Titanium alloy tubing, this special tubing crafted from titanium alloy, has won wide acclaim and applications in many industrial fields for its excellent characteristics such as light weight, high strength, high temperature resistance and corrosion resistance. Its excellent mechanical properties and stamping properties, coupled with the fact that it can be processed through welding and other processes, and the strength of the welded joints is almost equal to the base metal, and the cutting and machining performance is also very good, so that the titanium alloy tubes play an irreplaceable role in chemical equipment, petroleum, electric power, desalination, construction, and daily necessities in many fields.

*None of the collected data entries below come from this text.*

PR #1878, opened 2017-10-12
Add AbstractPartyDescriptor to stop Hibernate warning

rnicoll:


node/src/main/kotlin/net/corda/node/services/persistence/HibernateConfiguration.kt
```diff
@@ -36,6 +37,8 @@ class HibernateConfiguration(val schemaService: SchemaService, private val datab
 
     init {
         logger.info("Init HibernateConfiguration for schemas: ${schemaService.schemaOptions.keys}")
+        // Register the AbstractPartyDescriptor so Hibernate doesn't warn
+        JavaTypeDescriptorRegistry.INSTANCE.addDescriptor(AbstractPartyDescriptor(createIdentityService))
```
josecoll: I don't quite understand why we are creating a 2nd duplicate custom converter implementation which does exactly the same as `AbstractPartyToX500NameAsStringConverter` which gets registered using:

```
            // register custom converters
            applyAttributeConverter(AbstractPartyToX500NameAsStringConverter(createIdentityService))registered
```

rnicoll: I've added a much longer in-line comment to explain the background on this, but basically Hibernate warns on the class not having a descriptor, but as far as I can tell it won't use the descriptor for conversion without providing a type for it, and that requires annotating every `AbstractParty` with `@Type`. It's all a bit absurd, unfortunately.

josecoll: Yes - but why do we need a second converter when the original one already performs the conversion? Does this new one get invoked again per request?

rnicoll:
Rebased to match latest master. So the rationale behind this is that Hibernate warns if it can't find a descriptor, even if there's a converter available. Unfortunately it won't use a descriptor by default, despite looking for one by default, without type annotations on everything, so we keep the converter in as well.

If there's a way I've missed, to convince Hibernate to use up the descriptor by default, do let me know :)

rnicoll:
@josecoll this needs a re-review, please

PR #1883, opened 2017-10-13
Attempting to make VerifierTests more stable

vkolomeyko:
The test `net.corda.verifier.VerifierTests#single verifier works with a node` is quite flaky in `master` at the moment.

Main point for improvement: Alice node will always be faster to locate Alice by name than NotaryNode. Especially given that it may take some time for Alice node to get reflected on the Notary's NetworkMap.

Also additional logging which might be helpful during debug and IntelliJ changed project structure reflection.

### DIFF
--- a/testing/node-driver/src/main/kotlin/net/corda/testing/driver/Driver.kt
+++ b/testing/node-driver/src/main/kotlin/net/corda/testing/driver/Driver.kt
@@ -883,14 +883,16 @@ class DriverDSL(
                 }
                 establishRpc(nodeConfiguration, processDeathFuture).flatMap { rpc ->
                     // Call waitUntilNetworkReady in background in case RPC is failing over:
-                    val networkMapFuture = executorService.fork {
+                    val forked = executorService.fork {
                         rpc.waitUntilNetworkReady()
-                    }.flatMap { it }
+                    }
+                    val networkMapFuture = forked.flatMap { it }
                     firstOf(processDeathFuture, networkMapFuture) {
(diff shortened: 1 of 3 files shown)


vkolomeyko:
Yes, I like idea for this utility method and I think it will make sense to create it and add it in places where `net.corda.testing.EventuallyKt#eventually` is used and nodes need to be able to locate/talk to each other.

But I would argue that change on this PR makes the test more stable and it would be worth merging it anyway to unblock progress of other people.

testing/node-driver/src/main/kotlin/net/corda/testing/driver/Driver.kt
```diff
@@ -706,7 +718,7 @@ class DriverDSL(
                         "webAddress" to webAddress.toString(),
                         "networkMapService" to networkMapServiceConfigLookup(name),
                         "useTestClock" to useTestClock,
-                        "rpcUsers" to if (rpcUsers.isEmpty()) defaultRpcUserList else rpcUsers.map { it.toMap() },
+                        "rpcUsers" to if (rpcUsers.isEmpty()) defaultRpcUserList else rpcUsers.map { it.toConfig().root().unwrapped() },
```
exFalso: Why this change?

vkolomeyko: Apparently `toMap` is a deprecated method - so I replaced the use of it as per recommendation.

PR #1886, opened 2017-10-16
Isolation level per transaction

mkit:
Allowing to override isolation level on per transaction basis.

### DIFF
--- a/node/src/main/kotlin/net/corda/node/utilities/CordaPersistence.kt
+++ b/node/src/main/kotlin/net/corda/node/utilities/CordaPersistence.kt
@@ -40,10 +40,21 @@ class CordaPersistence(var dataSource: HikariDataSource, private val schemaServi
         }
     }
 
-    fun createTransaction(): DatabaseTransaction {
+    /**
+     * Creates an instance of [DatabaseTransaction], with the given isolation level.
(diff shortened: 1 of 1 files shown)


shamsasari:
I'll leave this to @szymonsztuka.

node/src/main/kotlin/net/corda/node/utilities/CordaPersistence.kt
```diff
@@ -40,10 +40,21 @@ class CordaPersistence(var dataSource: HikariDataSource, private val schemaServi
...
-        return DatabaseTransactionManager.currentOrNew(transactionIsolationLevel)
+        return DatabaseTransactionManager.currentOrNew(isolationLevel)
+    }
+
+    /**
+     * Creates an instance of [DatabaseTransaction], with the transaction isolation level specified at the creation time.
+     */
+    fun createTransaction(): DatabaseTransaction {
+        return createTransaction(transactionIsolationLevel)
     }
```
szymonsztuka: I think better to have one `createTransaction` method with a default argument ( value `transactionIsolationLevel`)

szymonsztuka: I forgot about backward compatibility issue, so this code is ok.

PR #1888, opened 2017-10-16
NotaryFlow get notary type

kasiastreich:
Get validating/non-validating type at the beginning of communication with the notary service

### DIFF
--- a/core/src/main/kotlin/net/corda/core/flows/NotaryFlow.kt
+++ b/core/src/main/kotlin/net/corda/core/flows/NotaryFlow.kt
@@ -63,7 +63,7 @@ class NotaryFlow {
             val response = try {
                 progressTracker.currentStep = DISCOVERING
                 val session = initiateFlow(notaryParty)
-                val isValidating: Boolean = session.receive<Boolean>().unwrap { it }
+                val isValidating = session.receive<Boolean>().unwrap { it }
                 progressTracker.currentStep = REQUESTING
                 if (isValidating) {
                     subFlow(SendTransactionWithRetry(session, stx))
--- a/core/src/main/kotlin/net/corda/core/flows/NotaryFlow.kt
+++ b/core/src/main/kotlin/net/corda/core/flows/NotaryFlow.kt
@@ -37,17 +37,18 @@ class NotaryFlow {
         constructor(stx: SignedTransaction) : this(stx, tracker())
 
         companion object {
+            object CHECKING_TX : ProgressTracker.Step("Checking validity of the transaction")
+            object DISCOVERING : ProgressTracker.Step("Discovering the type of Notary service: validating/non-validating")
             object REQUESTING : ProgressTracker.Step("Requesting signature by Notary service")
             object VALIDATING : ProgressTracker.Step("Validating response from Notary service")
 
-            fun tracker() = ProgressTracker(REQUESTING, VALIDATING)
+            fun tracker() = ProgressTracker(CHECKING_TX, DISCOVERING, REQUESTING, VALIDATING)
         }
 
         @Suspendable
         @Throws(NotaryException::class)
         override fun call(): List<TransactionSignature> {
-            progressTracker.currentStep = REQUESTING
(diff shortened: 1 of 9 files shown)


core/src/main/kotlin/net/corda/core/flows/NotaryFlow.kt
```diff
@@ -60,8 +61,11 @@ class NotaryFlow {
             }
 
             val response = try {
+                progressTracker.currentStep = DISCOVERING
                 val session = initiateFlow(notaryParty)
-                if (serviceHub.networkMapCache.isValidatingNotary(notaryParty)) {
+                val isValidating: Boolean = session.receive<Boolean>().unwrap { it }
```
shamsasari: Don't need the type declaration on `isValidating`

node/src/main/kotlin/net/corda/node/services/transactions/BFTNonValidatingNotaryService.kt
```diff
@@ -42,6 +39,7 @@ class BFTNonValidatingNotaryService(override val services: ServiceHubInternal,
         private val log = loggerFor<BFTNonValidatingNotaryService>()
     }
 
+    override val isValidating: Boolean = false
```
shamsasari: `get()  = false`, and ditto for the others

core/src/main/kotlin/net/corda/core/node/services/NetworkMapCache.kt
```diff
@@ -116,7 +116,9 @@ interface NetworkMapCache {
     fun isNotary(party: Party): Boolean = party in notaryIdentities
 
     /** Checks whether a given party is an validating notary identity. */
-    // TODO This implementation will change after introducing of NetworkParameters.
+    // TODO We probably should remove that function, because in NetworkParameters we specify notaries without the type.
+    //  It could be problematic if we had more types of notaries.
+    @Deprecated("Notary type is checked at the beginning of a communication with the notary service, not based on NetworkMap data")
```
shamsasari: We're deprecating this, not because it's no longer used by the notary flow, but because we can no longer determine if an identity is a validating notary just based on the Party.

node/src/main/kotlin/net/corda/node/services/transactions/BFTNonValidatingNotaryService.kt
```diff
@@ -74,6 +72,7 @@ class BFTNonValidatingNotaryService(override val services: ServiceHubInternal,
     private class ServiceFlow(val otherSideSession: FlowSession, val service: BFTNonValidatingNotaryService) : FlowLogic<Void?>() {
         @Suspendable
         override fun call(): Void? {
+            otherSideSession.send(service.isValidating)
```
shamsasari: Shouldn't this class extend `NotaryFlow.Service`? Can you try and fix that in this PR

chrisr3:
This is breaking the API Stability build partly because you've annotated one method as `@Deprecated`. I think Mike is against us deprecating methods like this, c.f. his "Backwards Compatibility" email from 10th October: 
> That means that often we should not be marking things deprecated via the annotations even if they're old. It's sufficient to note in the docs that there's a better way to do things.

shamsasari:
@chrisr3 Well it's an interesting question. If we don't deprecate then we must lock down the network map design that a validating notary *must* have the string "validating" in its identity CN. That would be ironic since this was only suggested as a temporary hack to gets things moving as part of the network map redesign!

@kasiastreich This does need @mikehearn's input. For now assuming validating notaries must have "validating" in their CN.

kasiastreich:
@shamsasari other solutions are: have validating and non-validating notaries in NetworkParameters, or have some metadata for notaries. Having "validating" in name isn't the requirement. I think that the implementation of that method is irrelevant.

shamsasari:
Fair enough, I think then splitting the notary list into two makes most sense. Perhaps add a TODO there and link to this PR.

PR #1931, opened 2017-10-23
Increase logging level of FlowStateMachineImpl.suspend() exception (#…

IgorNitto:

### DIFF
--- a/node/src/main/kotlin/net/corda/node/services/statemachine/FlowStateMachineImpl.kt
+++ b/node/src/main/kotlin/net/corda/node/services/statemachine/FlowStateMachineImpl.kt
@@ -480,7 +480,7 @@ class FlowStateMachineImpl<R>(override val id: StateMachineRunId,
                 // Quasar does not terminate the fiber properly if an exception occurs during a suspend. We have to
                 // resume the fiber just so that we can throw it when it's running.
                 exceptionDuringSuspend = t
-                logger.trace("Resuming so fiber can it terminate with the exception thrown during suspend process", t)
+                logger.error("Resuming so fiber can terminate with the exception thrown during suspend process", t)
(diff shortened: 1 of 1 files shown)


shamsasari:
@roger3cev can you elaborate on why this change is needed?

roger3cev:
@shamsasari apologies just seen this. It was in relation to an exception that was thrown but it was only logged at info level despite it being more critical. If i recall correctly, it was due to a flow checkpoint that was not restorable. The checkpoint never gets restored and you don't know this is the case (unless you read the logs).

node/src/main/kotlin/net/corda/node/services/statemachine/FlowStateMachineImpl.kt
```diff
@@ -480,7 +480,7 @@ class FlowStateMachineImpl<R>(override val id: StateMachineRunId,
                 // Quasar does not terminate the fiber properly if an exception occurs during a suspend. We have to
                 // resume the fiber just so that we can throw it when it's running.
                 exceptionDuringSuspend = t
-                logger.trace("Resuming so fiber can it terminate with the exception thrown during suspend process", t)
+                logger.error("Resuming so fiber can terminate with the exception thrown during suspend process", t)
```
shamsasari: As the log message implies, `t` should be thrown anyway and terminate the flow. If that's not happening then we need to look into that and fix. This was trace level precisely because we're expecting the exception to be thrown.

shamsasari:
@roger3cev I think you're referring to the checkpoint checker that runs in the background in devMode. This checker does it checks in a background thread so it isn't going to stop the flow. If you're seeing this when using the MockNetwork, then make sure to call `stopNodes` in an `@After` method as that will fail the test.

PR #1932, opened 2017-10-23
Minor fix for api checker script to support macOS

adagys:


chrisr3:
Can you also try adding `set +o posix` to the script like this please?
```bash
#!/bin/bash
set +o posix
```
I am thinking that your `bash` shell has been compiled to enable POSIX mode by default, which means that process substitution is disabled. The above line should _disable_ POSIX mode.

PR #1933, opened 2017-10-24
CORDA-351: update dependencies to resolve found vulnerabilities

bpaunescu:
Updated some dependencies to newer versions which have solved the vulnerability issues found by the dependency-check analyzer.


mikehearn:
Which ones affect us? We should have notes so we can do a 1.1 release.

bpaunescu:
@mikehearn I will prepare notes today after I take a closer look at how we're affected by the remaining vulnerabilities.

PR #1938, opened 2017-10-24
DO NOT REVIEW OR COMMIT

fenryka:
This is a test, please ignore,

when AMQP enabled this fails, without it passes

In the manufacturing process of titanium alloy tubes, the fineness of the machining process directly affects the final performance and quality of the tubes. From the initial melting to the final forging and forming, each step is strictly controlled and optimized.



In the melting stage, a mixture of titanium sponge and intermediate alloys is directly melted by means of advanced plasma or electron-beam gun technology in order to obtain a tubular hollow ingot of high purity. During this process, parameters such as raw material ratios, melting temperatures and melting times are precisely regulated to ensure that the chemical composition and microstructure of the ingots are optimized.
For conventional columnar titanium ingots, they are made into tube billets by drilling process and recycling titanium chips for remelting to improve material utilization and reduce cost.
Next comes the forging stage, a critical step in the process of forming titanium alloy tubes. After the cast billet is heated to a specific temperature, it is radially forged three times. Each forging requires a mandrel change and strict control of the amount of deformation and speed of movement of the billet. Through this series of forging processes, the cross-sectional shape of the billet is gradually transformed from an outer square with a rounded inner part to an outer octagon with a rounded inner part, and finally back to a round shape. In this process, the control of temperature and speed is extremely critical, and they directly affect the mechanical properties, microstructure and surface quality of the pipe.
In addition, advanced testing technology and quality control means are used in the forging process to ensure that every detail of the pipe meets the standard, so as to meet the various needs and application scenarios of customers.